PR #140, opened 2021-11-17
refactor(wallet): change KeyManager.deriveAddress return type to Address object

mkazlauskas:
# Context

The current implementation binds the stake key as a property of the key manager, but this is restrictive and doesn't quite align with how payment addresses should be bound to the stake key and derived with it's credential. In short there can be multiple pairs of payment address + stake key derived from a pair of pub/priv keys.

# Proposed Solution

Change `KeyManager.deriveAddress` return type to `Address` object that contains both payment address and reward account.

Refactor wallet services to take in an observable of `Address` objects where either payment address or reward account bech32 string was previously required.


packages/wallet/src/KeyManagement/types.ts
```diff
@@ -1,19 +1,39 @@
...
+  accountIndex: number;
+  addressIndex: number;
+  address: Cardano.Address;
+  rewardAccount: Cardano.RewardAccount;
+}
+
 export interface KeyManager {
-  deriveAddress: (addressIndex: number, index: 0 | 1) => string;
+  // TODO: do not expose CSL objects publicly
+  // Reconsider which keys should be exposed, if any.
```
rhyslbw, line 27: The public keys should be accessible, and `publicAccountKey` is good as-is for now, but `publicStakeKey` should be probably be returned based on the address derivation path. This is how `cardano-wallet` handles it: https://input-output-hk.github.io/cardano-wallet/api/edge/#tag/Keys

We can map this through from the `Wallet` interface to keep the KeyManager an internal concern.

rhyslbw (changes requested):

rhyslbw (approved):
Great work @mkazlauskas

### What you have to do
Copy out the whole listing exactly as given.

### Reply
PR #140, opened 2021-11-17
refactor(wallet): change KeyManager.deriveAddress return type to Address object

mkazlauskas:
# Context

The current implementation binds the stake key as a property of the key manager, but this is restrictive and doesn't quite align with how payment addresses should be bound to the stake key and derived with it's credential. In short there can be multiple pairs of payment address + stake key derived from a pair of pub/priv keys.

# Proposed Solution

Change `KeyManager.deriveAddress` return type to `Address` object that contains both payment address and reward account.

Refactor wallet services to take in an observable of `Address` objects where either payment address or reward account bech32 string was previously required.


packages/wallet/src/KeyManagement/types.ts
```diff
@@ -1,19 +1,39 @@
...
+  accountIndex: number;
+  addressIndex: number;
+  address: Cardano.Address;
+  rewardAccount: Cardano.RewardAccount;
+}
+
 export interface KeyManager {
-  deriveAddress: (addressIndex: number, index: 0 | 1) => string;
+  // TODO: do not expose CSL objects publicly
+  // Reconsider which keys should be exposed, if any.
```
rhyslbw, line 27: The public keys should be accessible, and `publicAccountKey` is good as-is for now, but `publicStakeKey` should be probably be returned based on the address derivation path. This is how `cardano-wallet` handles it: https://input-output-hk.github.io/cardano-wallet/api/edge/#tag/Keys

We can map this through from the `Wallet` interface to keep the KeyManager an internal concern.

rhyslbw (changes requested):

rhyslbw (approved):
Great work @mkazlauskas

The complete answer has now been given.